For many of the organizations in the database, there were multiple coordinates found. This is partly a side effect of postal codes being used to work out geographic location. For instance, while two different departments may belong to the same university, their postal codes may vary slightly.

To homogenize these discrepancies, I wrote an algorithm to find the most plausible central point of all of the points mapped to a given organization. While the algorithm itself is relatively straightforward, it is surprisingly effective at solving this problem.

Steps:

  1. Calculate the distance from each unique point to every other unique point using haversine formula.
  2. Divide by the number of times that unique point appears in the input list. This reduces the chance of annomilies in the mapping being selected by biasing selection towards coordinates which appear fequently.
  3. Select the coordinate which has the smallest weighted value.
  4. Check the weighted value against some scalar threshold (optional).
  5. Return this coordinate if it is less than or equal to the thresshold; else return NaN.

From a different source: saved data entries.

PR #66, opened 2022-12-21
LocalDev - UI solution

sewerynmi:
Removed temp and not required files

### DIFF
--- a/README.md
+++ b/README.md
@@ -130,3 +130,32 @@ VITE_ACCRUALS_API_URL_PROXY="http://localhost:9091/"
 ## Troubleshooting
 
 If you’re using an AMD (M1,M2) chip mac, you might encounter problems starting the keycloak docker container. We’ve had some success building a new image locally, as per the instructions in this github thread: https://github.com/docker/for-mac/issues/5310#issuecomment-877653653
+
+## Running UI in LocalDev Environment
+
+### Step 1
+
+Download Callisto LocalDev repository from https://github.com/UKHomeOffice/callisto-localdev
+
+Run its services with command : `docker compose up -d`
+
+### Step 2
+
+Stop (manually) service `web` (most likely the name will be `web-1`)
+
+### Step 3
+
+Create file .env in the root of this project, and add the following:
+
+```
+VITE_KC_URL="https://keycloak.callisto.localhost/auth/"
+VITE_KC_REALM="callisto"
+VITE_KC_CLIENTID="callistoreactclient"
+
+VITE_TIMECARD_API_URL = "https://timecard-restapi.callisto.localhost/"
+VITE_ACCRUALS_API_URL = "https://accruals-restapi.callisto.localhost/"
+```
+
+### Step 4
+
+Run command `docker compose up -d`
--- a/README.md
+++ b/README.md
@@ -135,27 +135,40 @@ If you’re using an AMD (M1,M2) chip mac, you might encounter problems starting
 
 ### Step 1
 
-Download Callisto LocalDev repository from https://github.com/UKHomeOffice/callisto-localdev
-
-Run its services with command : `docker compose up -d`
+Download Callisto LocalDev repository from https://github.com/UKHomeOffice/callisto-localdev and follow the instruction in the callisto-localdev repository to start local environment.
 
 ### Step 2
 
-Stop (manually) service `web` (most likely the name will be `web-1`)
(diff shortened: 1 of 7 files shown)


stephenkaye-ho (approved):
Looks. good

README.md
```diff
@@ -130,3 +130,32 @@ VITE_ACCRUALS_API_URL_PROXY="http://localhost:9091/"
...
 
 If you’re using an AMD (M1,M2) chip mac, you might encounter problems starting the keycloak docker container. We’ve had some success building a new image locally, as per the instructions in this github thread: https://github.com/docker/for-mac/issues/5310#issuecomment-877653653
+
+## Running UI in LocalDev Environment
+
+### Step 1
+
+Download Callisto LocalDev repository from https://github.com/UKHomeOffice/callisto-localdev
+
+Run its services with command : `docker compose up -d`
```
stephenkaye-ho, line 140: I think this should be changed to tell them to follow the instructions in the callisto-localdev readme

README.md
```diff
@@ -130,3 +130,32 @@ VITE_ACCRUALS_API_URL_PROXY="http://localhost:9091/"
...
+
+### Step 2
+
+Stop (manually) service `web` (most likely the name will be `web-1`)
```
stephenkaye-ho, line 144: We should change this to use the docker compose method
`docker compose stop web`

README.md
```diff
@@ -130,3 +130,32 @@ VITE_ACCRUALS_API_URL_PROXY="http://localhost:9091/"
...
+
+### Step 3
+
+Create file .env in the root of this project, and add the following:
```
stephenkaye-ho, line 148: If this is needed then we should check in the .env file with these settings and remove it from the git ignore. The aim here is zero config. If localdev is in use, these values wont change. If we are concerned about conflicting with current development not using docker compose (localdev) then we should use a different file name e.g. docker.env and then use the [env_file configuration option](https://docs.docker.com/compose/environment-variables/#the-env_file-configuration-option)

stephenkaye-ho (changes requested):

README.md
sewerynmi: sure, let's use docker compose for that
Fixed.

README.md
sewerynmi: I guess I will change it to use 2 files:  .env and .env.local
We're going to checkout .env but not .env.local which will be specific for each developer. 
LocalDev variables will be stored in the .env file. This one shouldn't be edited by developers. 
Variables for a solution without using LocalDev will be stored in the .env.local which takes precedence over the .env file. Developers can do anything they want in that file. For example: enabling the usage of mock data etc. 
Is that ok?

stephenkaye-ho: So this bit won't be needed, we'll check in the .env file with correct settings and remove it from the .gitignore file. I don't know if we need to document the .env.local here or if that's just a common thing to document elsewhere. I presume it's taking advantaged of docker using .env whilst the react app falls back from .env.local to .env allowing us to use it as an override/alternative

package.json
```diff
@@ -4,17 +4,19 @@
...
+    "start:jsonserver": "node mocks/apiServer.js",
     "test": "TZ=UTC jest --coverage",
     "monitor": "TZ=UTC jest --watchAll",
     "lint:fix": "eslint --ext .js,.jsx src --fix",
     "lint": "eslint --ext .js,.jsx src",
     "build": "vite build",
     "preview": "vite preview",
-    "vite": "vite"
+    "vite": "vite",
+    "localdev": "run-p localdev:init start:jsonserver vite ",
```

In code, this procedure can be expressed as follows:


In [4]:
# Imports
import numpy as np
from collections import Counter
from haversine import haversine

In [5]:
def most_central_point(geos_array, valid_medoid):
    """
    Algorithm to find the point that is most central (i.e., medoid)
    using the haversine formula. Distances are weighted by the number of observations.

    :param geos_array: a list of coordinate
    :type geos_array: list of tuples (must be immutable as this will be hashed)
    :param valid_medoid: min for mean distance to all other points / number of observations.
    :type valid_medoid: float or int
    :return: medoid coordinate
    """
    # Count the number times each coordinate appears in `geos_array`
    geos_array_count = dict(Counter(geos_array))
    
    # Define a list of unique coordinates
    uniuqe_geos = list(set(geos_array))

    # Compute the distance from each point to all of the others
    coord_dict = {i: [haversine(i, j) for j in uniuqe_geos if j != i] for i in uniuqe_geos}

    # Compute the mean distance for each coordinate and divide by the number of times it occured
    coord_dict_mean = {k: mean(v) / float(geos_array_count[k]) for k, v in coord_dict.items()}

    # Use the coordinate with the smallest corresponding value
    medoid_mean_coord = min(coord_dict_mean, key=coord_dict_mean.get)

    # Check against threshold
    if coord_dict_mean[medoid_mean_coord] <= valid_medoid:
        return medoid_mean_coord
    else:
        return np.NaN

While I have yet to formalize a validation procedure, by simple inspection this process appears to reliably see through the noise and select a single, plausable coordinate to represent most of the organizations in the database.